Putting things into the ‘Filter Pattern’ field is where it gets a little wonky. Essentially all we are putting into this field is a list of domains to ignore (much like semalt.com in the previous filter). But because of the type of data this input will be modifying, it must be formatted in a special way– somewhat humorously called “Regular Expression”. That link will take you to Google’s notes on regular expression.
The simplest rules to remember are these:
- Put a \ before a period. So a domain will look like “example\.com”.
- Put a vertical bar between items in your list. In this case, between different domains you want hidden from the view. For example: “example\.com|internet\.net”. In case you’re having trouble finding it, the vertical bar is the character above the backslash on your keyboard.

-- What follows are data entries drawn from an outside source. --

PR #834, opened 2016-08-03
Fix experimentor system sunders galaxy

LGM-Doyle:
This addresses the issue brought up in [this post](http://freeorion.org/forum/viewtopic.php?f=2&t=10112), that the experimentor spawn sometimes divides the galaxy into multiple disconnected pieces.

This PR prevents that by checking if the galaxy would be multiple disconnected sets before placing the experiementor system.


default/python/universe_generation/monsters.py
```diff
@@ -1,8 +1,110 @@
...
+
+
+def populate_monster_fleet(fleet_plan, system):
+    """
+    Create a monster fleet in ''system'' according to ''fleet_plan''
+    """
+
+    # create monster fleet
+    monster_fleet = fo.create_monster_fleet(system)
+    # if fleet creation fails, report an error and try to continue with next system
```
Vezzra: This comment needs to get adjusted, we don't continue with the next system here, but throw an exception.

default/python/universe_generation/monsters.py
```diff
@@ -1,8 +1,110 @@
...
+    if monster_fleet == fo.invalid_object():
+        errstr = "Python generate_monsters: unable to create new monster fleet %s" % fleet_plan.name()
+        util.report_error(errstr)
+        raise RuntimeError(errstr)
```
Vezzra: If you throw an exception, don't use `report_error` here (which will write to the error log), but on the level where you handle the exception. Currently this causes the error to be logged twice.

default/python/universe_generation/monsters.py
```diff
@@ -1,8 +1,110 @@
...
+
+    # add monsters to fleet
+    for design in fleet_plan.ship_designs():
+        # create monster, if creation fails, report an error and try to continue with the next design
```
Vezzra: Similar to the comment above, even more so, as in the above case the calling code actually continues with the next system (so the comment isn't strictly wrong, just in the wrong place), but here we don't proceed with the next design, but quit by throwing.

default/python/universe_generation/monsters.py
```diff
@@ -1,8 +1,110 @@
...
+        if fo.create_monster(design, monster_fleet) == fo.invalid_object():
+            errstr = "Python generate_monsters: unable to create monster %s" % design
+            util.report_error(errstr)
+            raise RuntimeError(errstr)
```
Vezzra: See above.

default/python/universe_generation/monsters.py
```diff
@@ -1,8 +1,110 @@
...
+
+    print "Spawn", fleet_plan.name(), "at", fo.get_name(system)
+
+monsters_that_alter_starlanes = {"SM_EXP_OUTPOST"}
```
Vezzra: The placement of this statement is a bit odd. It's a (module) global variable you initialize here, I'd expect that to be placed after the section with the import statements above, before the global functions.

default/python/universe_generation/monsters.py
```diff
@@ -1,8 +1,110 @@
...
+    # Find the Experimentor output fleet plan
+    plans = [plan for plan in fo.load_monster_fleet_plan_list()
+             if (plan.name() in monsters_that_alter_starlanes
+                 and plan.spawn_rate() > 0.0
+                 and plan.spawn_limit() > 0
+                 and plan.ship_designs())]
+    if not plans:
+        return
+
+    plan = plans[0]
```
Vezzra: Correct me if I'm wrong, but won't this code break if someone decides to script another starlane altering monster and just adds its name to the `monsters_that_alter_starlanes`, expecting this to be sufficient to work? Especially since most of the code you wrote here seems to be suited to allow for multiple kinds of starlane altering monsters...

default/python/universe_generation/monsters.py
```diff
@@ -1,8 +1,110 @@
...
+    spawn_limit = plan.spawn_limit()
+    placed = []
+    removed_lanes = set()
+
+    starlanes = [(s1, s2) for s1 in systems for s2 in fo.sys_get_starlanes(s1) if s1 < s2]
+
+    for system in systems:
+        # Quit when no more to spawn
+        if len(placed) >= spawn_limit:
+            return
```
Vezzra: Implementing experimentor placement like that will cause different handling of the spawn limit parameter. The spawn limit is supposed to be the _max_ limit, not the actual number of fleets to place. Unless I've reading your code wrong, this will cause `spawn_limit` experimentor monsters to be placed (or at least try to, provided that enough suitable systems are present).

default/python/universe_generation/monsters.py
```diff
@@ -1,8 +1,110 @@
...
+
+        if num_contiguous_regions > expected_num_contiguous_regions:
+            continue
+
+        if num_contiguous_regions < expected_num_contiguous_regions:
+            print >> sys.stderr, ("Number of contiguos regions %d is below the expected number "
+                                  "of contiguous regions %d when placing %d monster %s that can "
+                                  "break starlanes."
+                                  % (num_contiguous_regions, expected_num_contiguous_regions,
+                                     len(placed) + 1, plan.name()))
```
Vezzra: In the universe generation scripts, _always_ use `util.report_error` to log an error. This takes care of writing the error message to the log and also ensures that the player will get a proper warning at the start of the game that something during universe generation went wrong, and gameplay is potentially impaired (which won't happen if errors are only written to the log via `print`).

default/python/universe_generation/monsters.py
```diff
@@ -1,8 +1,110 @@
...
+            continue
+
+        # create monster fleet
+        try:
+            populate_monster_fleet(plan, system)
+            placed.append(system)
+            removed_lanes |= local_lanes
+
+        except RuntimeError as e:
+            print >> sys.stderr, str(e)
```
Vezzra: Same here, and all other cases where you only use `print >> sys.stderr`.

default/python/universe_generation/monsters.py
```diff
@@ -1,8 +1,110 @@
...
+                                  "of contiguous regions %d when placing %d monster %s that can "
+                                  "break starlanes."
+                                  % (num_contiguous_regions, expected_num_contiguous_regions,
+                                     len(placed) + 1, plan.name()))
+            continue
+
+        # create monster fleet
+        try:
+            populate_monster_fleet(plan, system)
+            placed.append(system)
```
Vezzra: Again, correct me if I'm wrong, but won't that code break if someone just raises the spawn limit for the experimentor monster? It might be highly unlikely, but `placed` is a list, and in case two or more experimentor monsters are placed within the same system, `len(placed)` will count the same system multiple times, and your calculation of `expected_num_contiguous_regions` will go wrong, won't it?

MatGB: Definitely don't want things to break if someone wants more than one Experimentor system, I've been known to play with multiples just for the fun of it on occasions, and have also upped the limit for testing purposes, etc.

Vezzra:
The basic idea (using your disjoint map regions checker code here to check if a potential experimentor placing would segment the map) is good, but separating "normal" monster placement and experimentor placement like you did isn't ideal IMO.

I took your code and changed it a bit, so the resulting behaviour is closer to the original code, and (hopefully) more robust if someone decides to tinker with the experimentor spawn limit or add in more starlane changing monster types.

I branched off your commit d8da9ee5b4c03e860faf859ded9e6b2dcb38f2ee, leaving out the PEP8 adjustments and also didn't apply some of the corrections I mentioned above, to limit the differences between your implementation and mine. Hopefully this helps when you compare what I came up with your code.

I've provided my implementation as a PR: #840. It's not intended for merge, just so you can take a look at what I think is a better approach. You can use that as a basis to adjust/rewrite your PR, if you think that approach is suitable.

Vezzra:
Another thing to mention: I see both our approaches just as some kind of hack to fix the problem at hand for the release. Long term a more thorough solution is due, where the entire experimentor code (placement during universe generation as well as behaviour during the game) should be moved completely into the Python scripts (universe generation and turn events). FOCS isn't really suited to implement that kind of thing.

LGM-Doyle:
I agree with all of your comments except one.

The original PR did work with multiple experimentor systems, since that is how I tested it.  

It did not work with multiple starlane altering fleets of multiple types.  It does now and it is tested.

I have addressed all of the issues in the updated PR.

I cherry-picked your commit from PR #840 and continued from there.  I made a commit message out of your comments in the PR.  Please change that if it is inadequate.

I added the tag CanAlterStarlanes to the MonsterFleetPlan FOCS, which indicates that the monster can alter starlanes.

I added MapGenerationError as a custom Runtime error for universe generation to prevent over catching errors.

**Aside 1:**
I also viewed this as a temporary hack, not because I have any plans for the experimentors, but I wanted to prevent anyone from committing code here and then finding that I'm sitting on changes that might overwrite their work.

FOCS has grown into a Turing complete language.  Although it may not be suited to this kind of thing, if it can be done people will do it.

**Aside 2:**
Speaking of "configuration files", there are at least 8 locations for/types of "configuration files":  FOCS, config.xml, persistent_config.xml, universe_tables.py, AIDependencies.py, EnumsAI.py, buildings.inf and config.ini.  They use at least 4 different syntaxes: FOCS, XML, python, ini and line terminated double quote delineated file of strings. Some are not visible to the server.  And some duplicate or override information from other configuration files or the server.

Are things supposed to be moving in one direction or another?

default/python/universe_generation/monsters.py
```diff
@@ -22,7 +96,7 @@ def generate_monsters(monster_freq, systems):
 
     # get all monster fleets that have a spawn rate and limit both > 0 and at least one monster ship design in it
     # (a monster fleet with no monsters in it is pointless) and store them in a list
-    fleet_plans = fo.load_monster_fleet_plan_list()
+    fleet_plans = [fp for fp in fo.load_monster_fleet_plan_list()]
```
Cjkjvfnby: `fleet_plans = list(fo.load_monster_fleet_plan_list())`

default/python/universe_generation/monsters.py
```diff
@@ -33,7 +107,8 @@ def generate_monsters(monster_freq, systems):
                     if fp.spawn_rate() > 0.0 and fp.spawn_limit() > 0 and fp.ship_designs()}
 
     # map nests to monsters for ease of reporting
-    nest_name_map = dict(zip(["KRAKEN_NEST_SPECIAL", "SNOWFLAKE_NEST_SPECIAL", "JUGGERNAUT_NEST_SPECIAL"], ["SM_KRAKEN_1", "SM_SNOWFLAKE_1", "SM_JUGGERNAUT_1"]))
+    nest_name_map = dict(zip(["KRAKEN_NEST_SPECIAL", "SNOWFLAKE_NEST_SPECIAL", "JUGGERNAUT_NEST_SPECIAL"],
```
Cjkjvfnby: Cleanup?

Merge it to master and rebase.   

PS. convert them to list of pairs to avoid zip

default/python/universe_generation/monsters.py
Vezzra: Um, what's wrong with:

```
fleet_plans = fo.load_monster_fleet_plan_list()
```

...the simple original line?

default/python/universe_generation/universe_generator.py
```diff
@@ -132,6 +132,7 @@ def create_universe(psd_map):
     seed_rng(seed_pool.pop())
     generate_natives(gsd.native_frequency, systems, home_systems)
 
+
```
Vezzra: Minor nitpick: no need for two blank lines here, guess that somehow slipped in unintentionally...

default/python/universe_generation/monsters.py
```diff
@@ -1,8 +1,82 @@
 import random
 import freeorion as fo
 import util
+from util import MapGenerationError
```
Vezzra: Hm, if we import `MapGenerationError` that way, it's probably more consistent if we import the rest of the stuff from `util` the same way.

default/python/universe_generation/monsters.py
```diff
@@ -1,8 +1,82 @@
...
+        self.removed_lanes = set()
+        self.starlanes = [(s1, s2) for s1 in systems for s2 in fo.sys_get_starlanes(s1) if s1 < s2]
+
+    def can_place_at(self, system, plan):
+        # Check if the starlane altering monster fleet ''plan'' can be placed at ''system''
+        # without disjoining the galaxy map.
+        # Compute the disjoint set of the galaxy without the starlanes
+        # from the proposed system.  Return False if there will be more
+        # connected regions than the number of placed starlane altering
+        # monsters plus one, otherwise True.
```
Vezzra: That should probably turned into docstring format. My bad, have been very sloppy with comments when I put together my alternative implementation.

default/python/universe_generation/monsters.py
```diff
@@ -1,8 +1,82 @@
...
+                              "of contiguous regions %d when placing %d monster %s that can "
+                              "break starlanes."
+                              % (num_contiguous_regions, expected_num_contiguous_regions,
+                                 len(self.placed) + 1, plan.name()))
+            return False
+
+        return True
+
+    def place(self, system, plan):
+        # create map altering monster fleet ''plan'' at ''system''.
```
Vezzra: Same as above.

default/python/universe_generation/monsters.py
```diff
@@ -1,8 +1,82 @@
...
+    """
+    Create a monster fleet in ''system'' according to ''fleet_plan''
+    """
+
+    # create monster fleet
+    monster_fleet = fo.create_monster_fleet(system)
+
+    if monster_fleet == fo.invalid_object():
+        errstr = "Python generate_monsters: unable to create new monster fleet %s" % fleet_plan.name()
+        raise MapGenerationError(errstr)
```
Vezzra: Minor nitpick: `errstr` isn't really necessary anymore, you can pass the string literal directly to `MapGenerationError`. Same for the other cases below.

default/python/universe_generation/monsters.py
```diff
@@ -1,8 +1,82 @@
...
+        # Check if the starlane altering monster fleet ''plan'' can be placed at ''system''
+        # without disjoining the galaxy map.
+        # Compute the disjoint set of the galaxy without the starlanes
+        # from the proposed system.  Return False if there will be more
+        # connected regions than the number of placed starlane altering
+        # monsters plus one, otherwise True.
+        local_lanes = {(min(system, s), max(system, s)) for s in fo.sys_get_starlanes(system)}
+
+        dsets = DisjointSets()
+        for s3 in self.systems:
```
Cjkjvfnby: s3?

default/python/universe_generation/monsters.py
Cjkjvfnby: May be just print to log error here and don't use that Exception?

Vezzra:
> The original PR did work with multiple experimentor systems, since that is how I tested it.

Sorry if I phrased my comment a bit wrong. What I meant wasn't that the original code did not work with multiple experimentor systems at all, I just wondered if it handled the very unlikely edge case where the same system would be selected multiple times during the placement process (because `placed` has been a list before, and you didn't check if a system is already in the list before adding it, thus potentially screwing the calculation of the expected disjointed regions).

Moot point, as your updated code now takes care of that.

> I made a commit message out of your comments in the PR. Please change that if it is inadequate.

The commit messages look fine to me.

> I added the tag CanAlterStarlanes to the MonsterFleetPlan FOCS, which indicates that the monster can alter starlanes.

Ok, the basic idea is actually a very good and sound one - **_but**_ the way you implemented it is IMO absolutely overkill and also doesn't really fit with how those directives are supposed to work in FOCS.

The token you added has no actual function, it's just a flag that can be queried. For such purposes a dedicated "auxiliary" parser already exists, the tags parser. It's currently used by the field, species and tech parsers, see there how to incorporate it. It enables the scripter to attach any number of custom string tags to a definition (be it field, species, tech or whatever we decide to add that tag thing to). Far more flexible and much simpler than hardcode a token for each flag we want to provide to scripters, doesn't limit them to a fixed set of flags etc.

Furthermore, the hardcoded tokens are supposed to control functionality (in the broadest sense, that includes things like just linking text, labels or names). They are not meant to be pure flags (meaning, not even switches like `CanColonize` and `CanProduceShips`). So a `CanAlterStarlanes` token might even be a bit confusing for scripters, because someone might infer from how all the other tokens work, that they can enable a monster fleet to create or destroy starlanes just by adding that token to a monster fleet definition.

The `tags` token however is supposed to provide exactly that: a custom list of arbitrary string tags that can easily be queried by FOCS and the Python scripts.So I'd recommend using that instead of a hardcoded `CanAlterStarlanes` token.

It might probably even be best to add the tags token to the ship design parser (or even the ship hull parser?) and then instead of checking the monster fleet plan iterate over the actual monsters in the fleet plan and check them for the existence of the tag. A bit more complicated, but IMO more consistent, intuitive and less prone to scripting errors (as it's the monster itself that contains the starlane altering code, so the tag should also belong there - makes it easier if you use such a monster in more than one fleet plan, as you don't have to tag each fleet plan, which can easily be overseen).

> I added MapGenerationError as a custom Runtime error for universe generation to prevent over catching errors.

Good idea, probably should use that in the rest of the universe generation scripts too (instead of using the default `Exception` object). But that's not subject of this PR of course.

> Speaking of "configuration files", there are at least 8 locations for/types of "configuration files" ... Are things supposed to be moving in one direction or another?

Good point. But that discoussion belongs on the forum, [I opened a corresponding thread](http://www.freeorion.org/forum/viewtopic.php?f=9&t=10170), lets continue there.

Vezzra:
Regarding the docstring/comments: that's actually my fault: when I took your code and rearranged things into my alternative approach, I didn't really bother with correct docstrings and comments. I completely ignored the former, and only threw in a bare minimum of the latter. That should be corrected, but I do not expect you to clean up my mess. So it's fine with me if you leave this as it is, and I will go in after merging and clean things up.

parse/MonsterFleetPlansParser.cpp
```diff
@@ -31,8 +31,9 @@ namespace {
 #endif
 
         MonsterFleetPlan* operator()(const std::string& fleet_name, const std::vector<std::string>& ship_design_names,
-                                     double spawn_rate, int spawn_limit, Condition::ConditionBase* location) const
-        { return new MonsterFleetPlan(fleet_name, ship_design_names, spawn_rate, spawn_limit, location); }
+                                     double spawn_rate, int spawn_limit, bool can_alter_starlanes,
+                                     Condition::ConditionBase* location) const
+        { return new MonsterFleetPlan(fleet_name, ship_design_names, spawn_rate, spawn_limit, location, can_alter_starlanes); }
```
Cjkjvfnby: @Vezzra, how about merging c++ part right now? Is this contains all we might need?

Vezzra: No, you need the entire package, and anyway particularly this part is something I hope @LGM-Doyle agrees to implement differently.

default/python/universe_generation/monsters.py
LGM-Doyle: Sorry.  Filtering was added.  Filtering was removed.  Original line was not restored.

Original line is now restored.

default/python/universe_generation/monsters.py
LGM-Doyle: Raising the exception here means that the level of encapsulation above that can't deal cleanly with the exceptional condition can ignore it.

`StarlaneAlteringMonsters::place()` uses `populate_monster_fleet()` without checking any error condition.  Catching the exception, reporting the error and continuing with the next monster is all handled with the single except clause at the end of the for systems loop in generate_monsters.

LGM-Doyle:
Regarding the docstrings/comments:  You clearly marked PR #840 as not intended for merging and I still used the commit.  I realize that you intended it as a reference, but I felt more comfortable using your code with a commit with your name on it.  I fixed the docstrings.

The tag idea is the better approach.  

Tags were already part of the ShipHull parser so I just needed to feed them back to monsters.py.

I made all the requested changes, except changing the one exception to report_error as noted above.

default/python/universe_generation/monsters.py
Cjkjvfnby: Think about that from other side. 

You just bring new approach for this projects. You create first custom exception. Make first handler of custom exception.

For me this approach is ok, but I don't think that we should bring it now.  You will not save any lines on it.

Vezzra: Well, it also can't hurt, and we have to start somewhere sometimes, so why not here and now? The custom exception is something I should have done from the beginning, just have been to lazy 😉 

And it's not that we really have been avoiding exceptions consequently and consistently throughout our code. So I'm fine with leaving this part as it is.

universe/UniverseGenerator.h
```diff
@@ -42,7 +42,7 @@ class FO_COMMON_API MonsterFleetPlan : public FleetPlan {
 public:
     MonsterFleetPlan(const std::string& fleet_name, const std::vector<std::string>& ship_design_names,
                      double spawn_rate = 1.0, int spawn_limit = 9999, const Condition::ConditionBase* location = 0,
-                     bool lookup_name_userstring = false) :
+                     bool can_alter_starlanes = false, bool lookup_name_userstring = false) :
```
Vezzra: Just to be sure: I guess you just missed that line when you removed the `CanAlterStarlanes` token and we don't need that additional parameter (`can_alter_starlanes`) here anymore, right?

python/UniverseWrapper.cpp
```diff
@@ -146,6 +146,16 @@ namespace {
...
 
+    const ShipDesign*       GetShipDesignByName(const Universe& universe, const std::string& name) {
+        Universe::ship_design_iterator design_it = universe.beginShipDesigns();
+        while (design_it != universe.endShipDesigns()) {
+            if (design_it->second->Name(false) == name)
+                return design_it->second;
+            ++design_it;
+        }
+        return 0;
+    }
```
Vezzra: Is there a specific reason why you don't just expose `Universe::GetGenericShipDesign`, which (at least to my eyes) does exactly the same as your helper function here?

Vezzra:
Looks fine, just the two minor quibbles above to address, then we should be ready to go.

python/UniverseWrapper.cpp
```diff
@@ -146,6 +146,9 @@ namespace {
     const Ship::PartMeterMap&
                             (Ship::*ShipPartMeters)(void) const =                               &Ship::PartMeters;
 
+    const ShipDesign*       GetGenericShipDesign(const Universe& universe, const std::string& name)
+    { return universe.GetGenericShipDesign(name); }
```
Vezzra, line 150: Just out of curiosity: why still stick to a wrapper function instead of just exposing the member function `GetGenericShipDesign` of the `Universe` class?

I'm asking because I'm confused about all those different ways member functions get exposed to Python in FO, and I wonder if you actually know more about this than me. There are member functions that get directly exposed (e.g. `Universe::SystemHasVisibleStarlanes`), others have these wrappers, and still others use this `make_function` function.

Which is used for what and why? The Boost Python documentation isn't partucularly enlightening. In some cases I can guess at the reasons, but others still leave me clueless. In this case (`Universe::GetGenericShipDesign`) I would have just exposed the member function directly...

LGM-Doyle:
I do not know more than you.  I read just enough of the `boost::python` documentation to make my changes.

I should have directly exposed the function.  A wrapper that adds no value is a questionable choice.

Thanks for reviewing and merging the PR.

Vezzra:
> I do not know more than you. I read just enough of the `boost::python` documentation to make my changes.

Just the same that I did. So I guess we're in the same boat then... 😉 

> I should have directly exposed the function. A wrapper that adds no value is a questionable choice.

No problem, [fixed](https://github.com/freeorion/freeorion/commit/b937e9d9c0857300a46c205cddcdf4f0b849c262).

> Thanks for reviewing and merging the PR.

You're welcome 😃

A good starting list is this one, provided by Georgi Georgiev from Analytics-Toolkit.com:
darodar\.|semalt\.|buttons-for-website|blackhatworth|ilovevitaly|prodvigator|cenokos\.|ranksonic\.|adcash\.|simple-share-buttons\.|social-buttons\.
- Copy and paste this into the ‘Filter Pattern’ field (and then save the Filter),
This will hide all traffic from those domains so long as you are in this view. And if (more like when) you notice a new domain sending you spam traffic, you can add a new domain to the list. Just be sure to follow the formatting rules.
One final note: these filters are not retroactive, so any data from before the view is created will still be unfiltered. There is a way to clean up data from the past using Advanced Segments, but that’s a whole different topic. This article by Ben Travis from viget.com has a good overview of different tactics for getting this spam out of your data. While the effectiveness of some tactics is debatable, Advanced Segments is universally endorsed as effective.
Additional tactics exist, but we are definitely on the back foot in this fight. Until Google gives us some help, or the spammers move on to new tactics, we have to remain very vigilant.